We systematically compared transcriptional inhibition versus enhancement by IRF1 during a time course up to 48 h after transfection to assess the temporal aspects of IRF1-dependent activation versus repression and to determine the earliest stage at which we observe either transcriptional effect. Our data indicate that repression of the CDK2 promoter occurs as early as 8 h after transfection but is more pronounced at 10 h and later time points (Fig. 2A and data not shown). The IRF1-dependent reduction in CDK2 promoter activity is maximal at 48 h. In contrast, IRF1-dependent activation of the H4 promoter is already apparent at 6 h after transfection and remains high at later time points (Fig. 2B and data not shown). The data indicate that the repressive effects of IRF1 on the CDK2 promoter are slightly delayed relative to the activating effects on the histone H4 gene promoter. Furthermore, the time-dependent concomitant increases in repression and activation properties of the IRF1 protein indicates that IRF1 levels remain within a range that supports physiological control of transcription.

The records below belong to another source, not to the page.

PR #399, opened 2026-08-21
Phase 1: resolve pixel formats through pixelformat.raw_mode, add --pixel-format

sibson:
Phase 1 of `specs/decoder-architecture.md`, and the first of a stack of four — Phase 2 (pump, Raw, CopyRect) branches off this one.

`client.PF2IM` tabulated five layouts, so a server announcing anything else was asked to switch to RGB32 even when Pillow could read what it had already sent. `pixelformat.raw_mode` (landed in #397, unused until now) computes the mode instead, and the RGB32 / BGR16 fallback now fires only for a format that genuinely has no raw mode. `vncdo --pixel-format` makes a second format reachable, which is what Phase 1 exists for.

What a reviewer would not guess from the diff:

- The requested format is stamped onto each protocol by `VNCDoToolFactory.buildProtocol` rather than read back off `self.factory`. Every unit test builds a client with a `Mock` factory, so a new factory attribute read at connect time returns a `Mock` and sends it to `struct.pack` — 17 tests died that way before the hop moved. This way a hand-built client has a real default.
- `make goldens` now captures the catalogue twice, and `test_goldens` gains the cross-format check R3 asks for: fixtures differing only in the format they requested must decode to the same framebuffer, within the coarser format's quantization, which it reads off each fixture's own ServerInit rather than its `conditions.json`.

Tested: `make test` (234 unit tests) and `flake8` clean. **The cross-format check pairs nothing today** — capturing the rgb565 fixture needs the fleet, and Docker is unreachable where this was built, so it asserts only once someone runs `make goldens`. That leaves R3's two-format proof outstanding; everything else in Phase 1 is here.

---
_Generated by [Claude Code](https://claude.ai/code/session_01UmXMPeqmAPpKexubNj2dny)_

### DIFF
--- a/tests/functional/test_pixel_format.py
+++ b/tests/functional/test_pixel_format.py
@@ -1,0 +1,69 @@
+"""R3, live: the framebuffer does not depend on the negotiated pixel format.
+
+The offline half of this lives in tests/unit/test_goldens.py and compares
+committed captures. This half needs no fixture: it drives one server at
+each format in turn and compares what comes back.
+"""
+from __future__ import annotations
+
+import tempfile
+from pathlib import Path
+from unittest import TestCase
+
+from PIL import Image
+
+from tests.goldens import scenes
+from vncdotool import pixelformat
+
+from .vncservers import HOST, TIGERVNC, port_open, run_vncdo
+
+SCENES_DIR = Path(__file__).resolve().parents[1] / "goldens" / "scenes"
+
+# 32bpp throughout, so the only difference is the order of the channels and
+# a mismatched raw mode shows up as swapped colour rather than as noise a
+# tolerance could hide. A reduced format cannot be compared this way: the
+# scene player's key patch does not survive quantization, so the driver
+# cannot tell which scene it is looking at.
+FORMATS = ("bgrx8888", "rgbx8888")
+
+
+class TestPixelFormatIndependence(TestCase):
+    def setUp(self) -> None:
+        if not port_open(HOST, TIGERVNC.port):
+            self.fail(f"{TIGERVNC.name} is not listening on {TIGERVNC.port}; {TIGERVNC.how_to_start}")
+
+    def _capture(self, pixel_format: str, key: str) -> Image.Image:
+        with tempfile.TemporaryDirectory() as tmp:
+            path = Path(tmp) / "screen.png"
+            result = run_vncdo(
+                TIGERVNC, "--pixel-format", pixel_format,
+                "key", key, "pause", "0.3", "capture", str(path),
+            )
+            if result.returncode != 0:
+                self.fail(f"vncdo --pixel-format {pixel_format} failed ({result.returncode}): {result.stderr}")
+            return Image.open(path).convert("RGB").copy()
+
+    def test_every_format_decodes_the_scene_the_same_way(self) -> None:
+        for key in ("0", "s", "d"):
+            oracle = Image.open(SCENES_DIR / f"{key}.png").convert("RGB")
+            for pixel_format in FORMATS:
+                with self.subTest(scene=key, pixel_format=pixel_format):
+                    screen = self._capture(pixel_format, key)
+                    self.assertEqual(screen.size, oracle.size)
+                    self.assertEqual(
+                        screen.tobytes(), oracle.tobytes(),
+                        f"scene {key} at {pixel_format} does not match the image the server was shown",
+                    )
+
+    def test_the_server_is_asked_for_every_format_we_offer(self) -> None:
+        """A format the server refuses would otherwise pass as a silent no-op,
+        since it keeps sending its own and the client keeps decoding it.
+        """
+        for name in sorted(pixelformat.PIXEL_FORMATS):
+            with self.subTest(pixel_format=name):
+                result = run_vncdo(TIGERVNC, "-v", "--pixel-format", name, "pause", "0")
+                self.assertEqual(result.returncode, 0, result.stderr)
+                self.assertIn("Requesting", result.stderr)
+
+    def test_the_scene_key_patch_survives_a_reordered_format(self) -> None:
+        self.assertEqual(scenes.read_patch(self._capture("rgbx8888", "g")), "g")
--- a/tests/functional/test_pixel_format.py
+++ b/tests/functional/test_pixel_format.py
@@ -1,18 +1,19 @@
-"""R3, live: the framebuffer does not depend on the negotiated pixel format.
+"""The framebuffer a client sees does not depend on the pixel format it
+negotiated, checked against a live server.
 
-The offline half of this lives in tests/unit/test_goldens.py and compares
-committed captures. This half needs no fixture: it drives one server at
-each format in turn and compares what comes back.
+The offline half is in tests/unit/test_goldens.py and compares committed
+captures. This half needs no fixture: it drives one server at each format
+in turn and compares what comes back.
 """
 from __future__ import annotations
 
 import tempfile
+import unittest
 from pathlib import Path
 from unittest import TestCase
 
 from PIL import Image
 
-from tests.goldens import scenes
 from vncdotool import pixelformat
 
 from .vncservers import HOST, TIGERVNC, port_open, run_vncdo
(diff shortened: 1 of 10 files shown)


tests/goldens/capture.py
```diff
@@ -50,8 +51,20 @@ def _start_vnclog(archive: Path) -> subprocess.Popen:
 
 def main() -> int:
     parser = argparse.ArgumentParser(description=__doc__)
-    parser.add_argument("--name", default="tigervnc-raw-bgrx8888", help="fixture directory name")
+    parser.add_argument(
+        "--pixel-format",
+        choices=sorted(pixelformat.PIXEL_FORMATS),
+        default="bgrx8888",
```
sibson: default should be None to allow server native?

tests/unit/test_goldens.py
```diff
@@ -50,10 +50,62 @@ def first_difference(actual: Image.Image, expected: Image.Image, tolerance: int)
...
+        groups: dict[str, List[Path]] = {}
+        for fixture in fixtures():
+            groups.setdefault(fixture.name.rsplit("-", 1)[0], []).append(fixture)
+
+        for group, members in sorted(groups.items()):
+            if len(members) < 2:
+                continue
+            reference, *others = members
+            expected = dict(replay(reference))
+            for other in others:
```
sibson: generative?

vncdotool/client.py
```diff
@@ -62,25 +62,19 @@ class ProtocolError(VNCDoException):
...
 RGB24 = rfb.PixelFormat(24, 24, False, True, 255, 255, 255, 0, 8, 16)
-BGR16 = rfb.PixelFormat(16, 16, False, True, 31, 63, 31, 11, 5, 0)
-PF2IM = {
-    RGB24: "RGB",
-    RGB32: "RGBX",
-    BGR16: "BGR;16",
-    rfb.PixelFormat(24, 24, False, True, 255, 255, 255, 16, 8, 0): "BGR",
-    rfb.PixelFormat(32, 24, False, True, 255, 255, 255, 16, 8, 0): "BGRX",
-}
+BGR16 = pixelformat.PIXEL_FORMATS["rgb565"]
```
sibson: this smells wrong

sibson:
Reviewed this three ways — protocol correctness against RFC 6143/rfbproto, whether the tests can actually fail, and CLAUDE.md conventions. Four findings, all fixed in the commits since the PR opened.

**The cross-format check could not have worked.** A fixture holds only the server's half of the session, so the `SetPixelFormat` the capturing client sent isn't in it to replay: any capture taken at a non-native format would have been re-read at the server's announced pixel width and desynced at its first rectangle. `quantization()` had the same root cause and always returned the native format's tolerance. Each capture now records the format it asked for, and the replay negotiates it.

**And it could have passed while asserting nothing** — three ways, now all failures: a fixture with no steps (exactly what a desynced capture distills to), a pair covering different scenes, and a pair captured at the same format.

**The second capture is now rgbx8888, not rgb565.** A reduced format can't be captured at all today: the scene player's key patch is matched byte-for-byte and `expect` demands an exact histogram, and separately the scene keys sit close enough in value that 5-bit red can't distinguish `c` from `d`. Making them quantization-tolerant means re-encoding the key patch, which invalidates the committed fixture and needs a re-capture against the fleet. Reordered channels prove format independence without any of it. `tests/functional/test_pixel_format.py` proves the same thing live against the fleet, where CI can run it and no fixture is involved.

**One real bug, found by the protocol pass:** `raw_mode` on the *requested* format ran outside the `try`, so an unsupported one escaped `setImageMode` through `dataReceived` — Twisted dropped the connection but the factory deferred never fired, leaving `api.connect` to wait out its timeout undiagnosed. It now fails the connection, and does so before asking the server for a format we'd be unable to read.

Two things noted and deliberately not addressed here:

- `cpixel_bytes`/`cpixel_offset` still have no production caller — `rfb.py`'s ZRLE `cpixel()` hardcodes three little-significant-first bytes and is wrong for any non-32bpp format. Unreachable from `vncdo`, and `specs/pixel-format.md` defers it to Phase 5.
- The fallback now fires strictly less often, so a server whose native format is 15/16bpp is accepted at that depth instead of being upgraded to RGB32 — quantized screenshots where there previously were none. That is what `specs/pixel-format.md` specifies, but it is a user-visible change worth knowing about. Relatedly, the code keeps the `3.889` Apple Remote Desktop branch that the spec says was dropped; harmless, but the two disagree.

---

tests/functional/test_pixel_format.py
```diff
@@ -0,0 +1,69 @@
+"""R3, live: the framebuffer does not depend on the negotiated pixel format.
```
sibson: r3 what is this nonesense

tests/functional/test_pixel_format.py
```diff
@@ -0,0 +1,69 @@
...
+            result = run_vncdo(
+                TIGERVNC, "--pixel-format", pixel_format,
+                "key", key, "pause", "0.3", "capture", str(path),
+            )
+            if result.returncode != 0:
+                self.fail(f"vncdo --pixel-format {pixel_format} failed ({result.returncode}): {result.stderr}")
+            return Image.open(path).convert("RGB").copy()
+
+    def test_every_format_decodes_the_scene_the_same_way(self) -> None:
+        for key in ("0", "s", "d"):
```
sibson: generative?

tests/functional/test_pixel_format.py
```diff
@@ -0,0 +1,69 @@
...
+
+    def test_the_server_is_asked_for_every_format_we_offer(self) -> None:
+        """A format the server refuses would otherwise pass as a silent no-op,
+        since it keeps sending its own and the client keeps decoding it.
+        """
+        for name in sorted(pixelformat.PIXEL_FORMATS):
+            with self.subTest(pixel_format=name):
+                result = run_vncdo(TIGERVNC, "-v", "--pixel-format", name, "pause", "0")
+                self.assertEqual(result.returncode, 0, result.stderr)
+                self.assertIn("Requesting", result.stderr)
```
sibson: need stronger assert server supports?

tests/goldens/capture.py
```diff
@@ -50,8 +51,20 @@ def _start_vnclog(archive: Path) -> subprocess.Popen:
...
+        help="format the capturing client asks the server for [%(default)s]",
+    )
+    parser.add_argument(
+        "--name",
+        help="fixture directory name [tigervnc-raw-PIXEL_FORMAT]",
+    )
     args = parser.parse_args()
+    # The name carries the format because the cross-format check pairs
```
sibson: do we really need to state this

tests/unit/test_client.py
```diff
@@ -360,7 +362,44 @@ def test_setImageMode_does_not_warn(self):
...
+
+        self.client.setPixelFormat.assert_called_once_with(client.BGR16)
+        with warnings.catch_warnings():
+            warnings.simplefilter("ignore", FutureWarning)
+            assert self.client.image_mode == "BGR;16"
+
+    def test_setImageMode_falls_back_when_the_server_format_cannot_be_unpacked(self):
+        self.client._version_server = (3, 8)
+        self.client.pixel_format = COLOUR_MAPPED
+        self.client.setPixelFormat = mock.Mock()  # type: ignore[assignment]
```
sibson: why ignore here?  Is this something we can do better with Mock()

tests/unit/test_goldens.py
```diff
@@ -23,7 +23,11 @@ def fixtures() -> List[Path]:
     return sorted(path for path in FIXTURE_ROOT.iterdir() if (path / "conditions.json").exists())
 
 
-def make_client() -> client.VNCDoToolClient:
+def conditions(fixture: Path) -> dict:
```
sibson: should we have a fixture object?

tests/unit/test_goldens.py
```diff
@@ -34,6 +38,13 @@ def make_client() -> client.VNCDoToolClient:
     cli.factory.pseudodesktop = False
     cli.factory.last_rect = False
     cli.factory.qemu_extended_key = False
+    if fixture is not None:
+        # A capture holds only the server's half, so the SetPixelFormat the
```
sibson: do we need to explain this?

tests/unit/test_goldens.py
```diff
@@ -50,10 +61,90 @@ def first_difference(actual: Image.Image, expected: Image.Image, tolerance: int)
...
+    if not all(maxima):
+        raise AssertionError(f"{fixture.name}: no per-channel maxima in {fmt}")
+    return max(255 // maximum for maximum in maxima)
+
+
 class TestGoldens(unittest.TestCase):
     def test_at_least_one_fixture_is_committed(self) -> None:
         self.assertTrue(fixtures(), f"no golden fixtures under {FIXTURE_ROOT}; capture one with `make goldens`")
 
+    def test_every_fixture_holds_steps(self) -> None:
```
sibson: should this not be an invariant that golden generation enforces rather thna we test?

tests/unit/test_goldens.py
```diff
@@ -50,10 +61,90 @@ def first_difference(actual: Image.Image, expected: Image.Image, tolerance: int)
...
+        """A capture that desynced distills to init and nothing else, and
+        every check over its steps would then pass by iterating nothing.
+        """
+        for fixture in fixtures():
+            with self.subTest(fixture=fixture.name):
+                self.assertTrue(sorted(fixture.glob("step-*.bin.gz")), "fixture holds no steps")
+
+    def test_paired_fixtures_were_captured_at_different_formats(self) -> None:
```
sibson: isn't this just double checking something we did, we shouldn't be creating this case.

tests/unit/test_goldens.py
```diff
@@ -50,10 +61,90 @@ def first_difference(actual: Image.Image, expected: Image.Image, tolerance: int)
...
+            with self.subTest(group=group):
+                self.assertCountEqual(formats, set(formats), f"{group}: duplicate formats in {formats}")
+
+    def test_a_scene_decodes_the_same_at_every_captured_format(self) -> None:
+        """R3: the framebuffer does not depend on the format the server negotiated.
+
+        Fixtures of one server and encoding differ only in the format their
+        capture asked for, which is the last dash-separated part of the name.
+        """
+        groups: dict[str, List[Path]] = {}
```
sibson: generative tests?

vncdotool/client.py
```diff
@@ -317,16 +311,29 @@ def image_mode(self) -> str:
 
     def setImageMode(self) -> None:
         """Check support for PixelFormats announced by server or select client supported alternative."""
+        pixel_format = self.requested_pixel_format
+        if pixel_format is None:
+            try:
+                self._image_mode = pixelformat.raw_mode(self.pixel_format)
```
sibson, line 312: is self.pixel_format guarenteed to have a value?

tests/goldens/capture.py
sibson: Agreed, and it mattered more than it looks: `bgrx8888` happens to be tigervnc's native format, so the old default sent a `SetPixelFormat` that changed nothing and the no-flag path was never exercised. Default is now `None` — no request sent, fixture named `tigervnc-raw-native`. `make goldens` still names both formats explicitly so the recorded label matches what was actually negotiated.

---

tests/goldens/capture.py
sibson: No. Gone.

---

vncdotool/client.py
sibson: It does. Two of the three contradicted what they pointed at — `RGB32` was `rgbx8888`, and `BGR16` was `rgb565` whose Pillow raw mode is `BGR;16` — so a reader had three names for one thing and nothing saying which was authoritative. All three deleted; call sites and tests use `PIXEL_FORMATS[...]`, and `RGB24` (24bpp, no registry entry) is now a constant in the test that needs it.

---

vncdotool/client.py
sibson: Yes, always. `RFBClient.__init__` sets it to `PixelFormat()` and `_handleServerInit` overwrites it from the wire before calling `vncConnectionMade`, which is the only caller of `setImageMode`. It is never `None`, so there is nothing to guard.

---

tests/functional/test_pixel_format.py
sibson: Fair — "R3" is a requirement ID from `specs/decoder-architecture.md` and means nothing in a test file. The docstring now says what it checks in plain English: the framebuffer a client sees does not depend on the pixel format it negotiated.

---

tests/functional/test_pixel_format.py
sibson: Right — grepping stderr for `Requesting` proves we asked, not that the server agreed.

Nothing on the wire acknowledges `SetPixelFormat`, so there is no handshake to assert on: the server simply starts sending in that format or it doesn't. That makes rendering the scene the only thing that can prove the request was honoured — a server that ignored it would keep sending its native format while the client reads at the width it asked for, so the stream desyncs and the picture is wrong rather than subtly off.

So the test now drives all three registered formats, captures the scene, and compares against the image the server was shown within that format's own quantization (`255 // channel max`, so 8 for rgb565's 5-bit red and blue). That also gets `rgb565` under live test for the first time — the quantization problem only blocks the *capture* pipeline, which has to read the scene key back out of the framebuffer; pressing the key ourselves and comparing to the oracle doesn't.

---

tests/unit/test_goldens.py
sibson: Yes — moved into `capture.py`, which now refuses to write a fixture with no steps at all. A stepless fixture is what a desynced capture distills to, so the capture is where it should die, not two layers downstream in a test that watches for a state we should never create.

---

tests/unit/test_goldens.py
sibson: Agreed, same treatment: `capture.py` now refuses to write a fixture whose group already holds one captured at the same format, so the case can't be created rather than being detected afterwards.

One limit worth knowing: the guard compares recorded labels, so a `native` capture and an explicit one at the same format would both be allowed and would be the same format in fact. `make goldens` names both formats explicitly for that reason.

---

tests/unit/test_goldens.py
sibson: Done — I read this as "generate the test methods", matching the `load_tests` hook already building one case per fixture.

The cross-format check was a `subTest` loop over pairs; it is now one generated `TestCase` per pair, so a failure's id reads `TestCrossFormat_tigervnc_raw_bgrx8888_vs_tigervnc_raw_rgbx8888` instead of a subTest label buried in the output. Same treatment in `tests/functional/test_pixel_format.py`: one case per format.

Reading this closely also turned up a real bug of mine — `GoldenReplay` built its client with `make_client()` rather than `make_client(fixture)`, so the per-fixture oracle replay decoded at the format the server *announced* instead of the one the capture negotiated. Correct for the one committed fixture, wrong for any capture at another format, which is exactly the thing this PR exists to make possible.

---

tests/unit/test_client.py
sibson: The ignore was there because mypy doesn't accept assigning to a bound method. `mock.patch.object` is the better tool and needs none — it also restores the method afterwards, which plain assignment never did.

It can't go in `setUp` though: `test_setImageMode_keeps_bypp_in_step_with_the_negotiated_format` deliberately runs the *real* `setPixelFormat`, since `bypp` is a read-through of the `pixel_format` it assigns and a mock would hide any drift. So it's an opt-in `self.patch_setPixelFormat()` helper — one line in the tests that want it, nothing in the one that doesn't, and six `type: ignore` comments gone.

---

tests/unit/test_goldens.py
sibson: No — deleted. The code reads the recorded format and hands it to the client it is building; the reason it has to is now in the commit message where it belongs.

---

tests/functional/test_pixel_format.py
sibson: Done — one generated `TestCase` per format rather than a loop over a hardcoded tuple, so a failing id names the format.

---

tests/unit/test_goldens.py
sibson: Yes — there is one now. `conditions()`, `replay()`, `quantization()` and `make_client()` each took a path and re-read the same directory, and every caller had to remember that replaying a fixture means negotiating the format its conditions record. A `Fixture` knows its own group, tolerance and steps, and hands back a client already fed the init bytes; the two standalone helpers that duplicated the methods are gone.

---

IRF1, but Not IRF2, IRF3, or IRF7, Selectively Inhibits CDK2 Gene Transcription—To assess whether the ability of IRF1 to inhibit CDK2 promoter activity is unique or shared with other members of the IRF family, we compared the effects of transfecting different amounts of expression vectors for IRF1, IRF2, IRF3, and IRF7 on CDK2 promoter activity (Fig. 3). In addition, because IRF members may homo- and heterodimerize, we also transfected combinations of IRF1 with IRF2, IRF3, and IRF7 (data not shown). The results indicate that the CDK2 promoter is repressed only by IRF1 and not by the other three IRF proteins (Fig. 3). In addition, co-expression of IRF2, IRF3, or IRF7 does not influence IRF1 repression (data not shown). In contrast to IRF1 (see Fig. 1), IRF2, IRF3, or IRF7 also do not influence endogenous CDK2 protein levels (data not shown). Thus, IRF1-dependent repression of CDK2 promoter activity is not affected by the potential of IRF1 to heterodimerize with other IRF proteins and thus may be directly related to the unique tumor-suppressive properties of IRF1.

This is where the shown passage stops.